В ночь с 6 на 7 марта

Сказал: "Кто меня возьмет?"

Я сказала: "Кто тебя возьмет?"

Он ответил два раза: "Кто меня возьмет?" (Второй раз громче). Это было шестого ночью.

7 днем: "Меня возьмут? Тебя возьмут? Меня возьмут?"

Седьмого ночью: "Возьмут, возьмут…

8 марта:

"О мое золото! (В минуту страшных болей – с силой.)

Потом раздельно и с трудом разжимая рот: го-луб-ка… ми-ла-я.

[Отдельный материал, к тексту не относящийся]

PR #719, opened 2025-06-20
Added 'av5' to list of apply_oe supported sensors

adamchlus:
I forgot to add `av5` to the list of supported sensors in my initial PR for AVIRIS-5 support, this PR fixes that.


pgbrodrick:
Looks good, I'll let checks pass given some recent updates, and then merge.  Thanks for the catch.

PR #4258, opened 2026-07-16
chore(deps): update uv: bump mcp to 1.29.0 across all packages (consolidates 57 Dependabot PRs)

scottschreckengaust:
## Summary

Consolidates the **57 separate Dependabot PRs** that each bumped [`mcp`](https://github.com/modelcontextprotocol/python-sdk) (the ModelContextProtocol Python SDK) in a single package directory, into **one** reviewable/mergeable PR — now targeting **1.29.0**.

> **Retargeted 1.27.2 → 1.28.1 → 1.29.0.** This PR originally consolidated the 1.27.2 bump, then 1.28.1. It now targets **1.29.0**, the newest `1.x` release, which is clear of *all* published advisories for the SDK. Deliberately **`<2.0.0`**: 2.0.0 is a major-version API break and is out of scope for a dependency-hygiene PR spanning 57 packages.

### Why 1.29.0

Six GHSAs affect `mcp`; the highest `firstPatchedVersion` among them is **1.28.1**, so 1.29.0 is advisory-clean:

| Advisory | Severity | Vulnerable | First patched |
|---|---|---|---|
| [GHSA-vj7q-gjh5-988w](https://github.com/advisories/GHSA-vj7q-gjh5-988w) — WebSocket transport lacks Host/Origin validation | HIGH | `< 1.28.1` | 1.28.1 |
| [GHSA-jpw9-pfvf-9f58](https://github.com/advisories/GHSA-jpw9-pfvf-9f58) — HTTP transports don't verify authenticated principal | HIGH | `<= 1.27.1` | 1.27.2 |
| [GHSA-hvrp-rf83-w775](https://github.com/advisories/GHSA-hvrp-rf83-w775) — task handlers expose other clients' tasks | HIGH | `>= 1.23.0, <= 1.27.1` | 1.27.2 |
| [GHSA-9h52-p55h-vw2f](https://github.com/advisories/GHSA-9h52-p55h-vw2f) — DNS rebinding protection off by default | HIGH | `< 1.23.0` | 1.23.0 |
| [GHSA-3qhf-m339-9g5v](https://github.com/advisories/GHSA-3qhf-m339-9g5v) — FastMCP validation error → DoS | HIGH | `< 1.9.4` | 1.9.4 |
| [GHSA-j975-95f5-7wqh](https://github.com/advisories/GHSA-j975-95f5-7wqh) — unhandled exception in Streamable HTTP → DoS | HIGH | `< 1.10.0` | 1.10.0 |

[...]

PR #4267, opened 2026-07-16
chore(deps): group Dependabot updates across directories to stop the per-directory PR explosion

scottschreckengaust:
## Summary

Adds `group-by: dependency-name` to the `uv`, `npm`, and `docker` Dependabot update configs so a single upstream release produces **one** grouped PR per dependency **across all package directories**, instead of one grouped PR **per directory**.

### The problem

The three ecosystem configs use `directories: ["**/*"]` with a `groups:` block. Dependabot grouping is **per-directory**, so `**/*` (which matches ~55 package dirs in this monorepo) yields one grouped PR *per matched directory* for every dependency bump. Net effect today:

- **607 open Dependabot PRs**, of which **584 are `uv`** — the same handful of dependency bumps fanned out across every `src/*-mcp-server` and `samples/*` package.
- It recurs on every release: a single `mcp` bump most recently produced **57 PRs** (see #4258, which manually consolidates that one bump).

### The fix

`group-by: dependency-name` under each multi-directory group tells Dependabot to collapse a given dependency's update across all matched directories into a single PR. Applied to `uv`, `npm`, and `docker`. The `github-actions` group is left unchanged — it uses a single `directory: "/"`, so it never had the cross-directory fan-out.

```yaml
groups:
  uv-version-updates:
    group-by: dependency-name   # ← added
    patterns:
      - "*"
```

### Validation

Validated with the checker the config file itself declares in its header comment:

```
npx @bugron/validate-dependabot-yaml .github/dependabot.yml   # passes (exit 0)
```

`group-by: dependency-name` is an allowed enum value in that schema — confirmed by a control run where an invalid `group-by` value was correctly rejected.

## User experience

**Before:** one dependency bump → dozens of near-identical PRs (one per package directory); 600+ open at steady state.
**After:** one dependency bump → one PR spanning all affected directories. Dramatically smaller, reviewable queue.

> **Note on the existing backlog:** this config change governs *future* Dependabot runs — it does not retroactively collapse the 600+ PRs already open. Those will age out / be superseded as Dependabot re-evaluates on its next cycles (as the `mcp 1.27.2` batch already self-closed when `1.28.1` shipped), or can be cleared with a bulk `@dependabot close` / manual sweep separately. #4258 consolidates the current `mcp` bump specifically.

## Changes

Single-file change: `.github/dependabot.yml` — `group-by: dependency-name` added to the three multi-directory groups, with an explanatory comment on the `uv` group.

## Checklist

* [x] Changes have been tested (validated with `@bugron/validate-dependabot-yaml`)
* [x] Changes are documented (inline comment + this description)

## Acknowledgment

### DIFF
--- a/.github/dependabot.yml
+++ b/.github/dependabot.yml
@@ -31,8 +31,7 @@ updates:
       uv-version-updates:
         # Collapse this dependency's bump across every matched directory into a
         # single PR. Without this, `directories: ["**/*"]` groups only WITHIN
-        # each directory, so a monorepo with ~55 `uv` packages produced ~55 PRs
-        # per upstream release. See #4258 (a single mcp bump → 57 PRs).
+        # each directory.
         group-by: dependency-name
         patterns:
           - "*"
--- a/.github/dependabot.yml
+++ b/.github/dependabot.yml
@@ -29,6 +29,11 @@ updates:
       prefix: "chore(deps): update uv"
     groups:
       uv-version-updates:
+        # Collapse this dependency's bump across every matched directory into a
+        # single PR. Without this, `directories: ["**/*"]` groups only WITHIN
+        # each directory, so a monorepo with ~55 `uv` packages produced ~55 PRs
+        # per upstream release. See #4258 (a single mcp bump → 57 PRs).
+        group-by: dependency-name
         patterns:
           - "*"
 
@@ -41,6 +46,8 @@ updates:
       prefix: "chore(deps): update npm"
     groups:
       npm-version-updates:
+        # One PR per dependency across all directories (see uv note above).
+        group-by: dependency-name
         patterns:
           - "*"
 
@@ -53,5 +60,7 @@ updates:
       prefix: "chore(deps): update docker images"
     groups:
       docker-version-updates:
+        # One PR per image across all directories (see uv note above).
+        group-by: dependency-name
         patterns:
           - "*"


laithalsaadoon (approved):
**Approve.**

The config change is correct and well-scoped. Verified `group-by: dependency-name` against GitHub's Dependabot docs (not just the third-party validator): it's a documented group key, `dependency-name` is the supported value, and its behavior is exactly "a single PR for each dependency update across all specified directories, rather than separate PRs per directory." All constraints are satisfied here — version-updates-only groups, one ecosystem per group, and the correct fallback (directories with incompatible constraints still split). Leaving `github-actions` untouched is right; it uses a single `directory: "/"` and never had the fan-out.

One non-blocking note on the description, not the code:

The backlog paragraph says the 600+ open PRs "will age out / be superseded." Dependabot has no age-based auto-close — after 30 days it only stops *rebasing*; the PR stays open until merged or explicitly closed. Superseding is real but only fires when a dependency ships a **new release** (the `mcp 1.27.2 → 1.28.1` self-close is the genuine case). Any dep that doesn't cut a new version keeps its stale per-directory PR open indefinitely. Two repo-specific hazards make the passive path even less reliable: the old per-directory PRs may not map cleanly onto the new cross-directory grouping during Dependabot's refresh (dependabot-core#7192 closes-and-recreates when a group's composition changes), and superseding under `**/*` wildcards in non-root directories had a documented bug (dependabot-core#10169, reportedly fixed) — which is the exact pattern this config uses.

Recommendation: strike "age out" and treat the bulk `@dependabot close` sweep as the *primary* cleanup path, with superseding as a bonus that clears active deps over the next few cycles. This doesn't gate the merge — the backlog is explicitly out of scope for the config change — it just makes the note match Dependabot's actual behavior.

Ship it.

krokoko (approved):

Записала, когда заснул, что запомнила.

Пойди ко мне, я поцелую тебя и перекрещу на всякий случай… Ты была моей женой, самой лучшей, незаменимой, очаровательной… Когда я слышал стук твоих каблучков… Ты была самой лучшей женщиной в мире… Божество мое, мое счастье, моя радость. Я люблю тебя! И если мне суждено будет еще жить, я буду любить тебя всю мою жизнь. Королевушка моя, моя царица, звезда моя, сияющая мне всегда в моей земной жизни! Ты любила мои вещи, я писал их для тебя… Я люблю тебя, я обожаю тебя! Любовь моя, моя жена, жизнь моя!"

До этого:

"Любила ли ты меня? И потом, скажи мне, моя подруга, моя верная подруга…"

Позднее, в 60-е годы, Елена Сергеевна подробно вспоминала о последних днях Михаила Афанасьевича: "Когда в конце болезни он уже почти потерял речь, у него выходили иногда только концы или начала слов. Был случай, когда я сидела около него, как всегда, на подушке на полу, возле изголовья его кровати, он дал мне понять, что ему что-то нужно, что он чего-то хочет от меня. Я предлагала ему лекарство, питье – лимонный сок, но поняла ясно, что не в этом дело. Тогда я догадалась и спросила: "Твои вещи?" Он кивнул с таким видом, что и "да", и "нет". Я сказала: "Мастер и Маргарита"? Он, страшно обрадованный, сделал знак головой, что "да, это". И выдавил из себя два слова: "Чтобы знали, чтобы знали".